The Bersih 2.0 committee has even been accused of taking foreign funding, embracing communism, and paving the way for an American invasion, all at once. Why will Umno now allow them to do all this in a stadium?

Playing the King of Hearts

The royal advice to confine the rally to a stadium is clearly binding.
The present feeling among the Malay majority – Umno, PAS and PKR members alike – seems to be that the institution of the monarchy commands a special place in our hearts.

The royalty serves as an anchor of culture and identity, and provides a link to a more secure, if perhaps poorly understood, past. This serves to give comfort in an increasingly confusing and heterogeneous world.

Several of my highly educated and well travelled Malay friends are angry at endemic corruption, suppression of basic liberties, and the widening gap between the rich and the poor in Malaysia.

Yet they still feel the Agong remains ‘above politics’, and beyond reproach, and they support the Agong’s call for the Bersih 2.0 climbdown.

Therefore, now that the Agong has spoken, Bersih 2.0 clearly cannot risk uncertainty and divisions in the ranks of marchers, most of whom are expected to be Malay.

Disagreement would inevitably spread among the many individual members of the Bersih 2.0 coalition, if it were to press ahead with its plans to march to the national palace against the Agong’s advice.

Over the past two years, we have clearly seen an increasing number of public expressions of royal feeling over issues like the Perak putsch, or the Selangor water wars, and now the Bersih 2.0 rally.

Perhaps these interventions are a sign of the times, and we can seek to understand them as reactions to our unprecedented political firestorm in 2008.

Indeed, all over the world, constitutional monarchies are conservative in nature, and most remain engaged in a troubling search for a new identity. Malaysia needs many more years to work out our own equilibrium.

The long march of history

Umno has pulled out all the stops to try to prevent a huge outpouring of public opinion, as we witnessed in 2007. The first Bersih rally galvanised the opposition and swept Pakatan to power in five states in 2008.

The first Bersih protest came as a surprise to Malaysians, including those taking part in a public demonstration for the first time. The rally encouraged many younger Malaysians to contribute to a groundswell of anti-BN voting.

But today, all of us are aware of the tidal wave of feeling against corruption, racial and religious extremism and institutional brutality. Three months ago, the surge in the anti-BN vote in the Sarawak election, rising to 45 percent, demonstrated this clearly.
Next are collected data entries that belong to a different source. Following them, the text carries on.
Issue #220, opened 2021-09-14
Add extra validation when creating a new Azure API Management context


stijnmoreels:
**Is your feature request related to a problem? Please describe.**
In the Azure API Management-specific scripts, we mostly create a new context with the APIM details without any validation. This can cause runtime failures afterwards in the following lines.

**Describe the solution you'd like**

Now, thanks to the outcry against the police clampdown and abuse of Bersih 2.0 activists including elected representatives, even more voters will already have got the message, with or without a second mammoth street rally.

It is entirely possible that enormous numbers of protestors will still turn up. Najib’s gambit, throwing in all his resources, may not pay off.

The combined weight of all the institutions, including the monarchy, the judiciary, the police, the Malaysian Communications and Multimedia Commission, the state-run media, the universities, the religious authorities, the civil service, and even the armed forces, cannot hold back history.

We have learnt that the will of the people eventually prevails. We can see this from recent events Egypt, Tunisia, Libya, Syria, Bahrain, Yemen, and now Thailand.

Malaysians with hopes and ideals need not despair, for we have seen throughout history that brute force cannot extinguish the people’s spirit.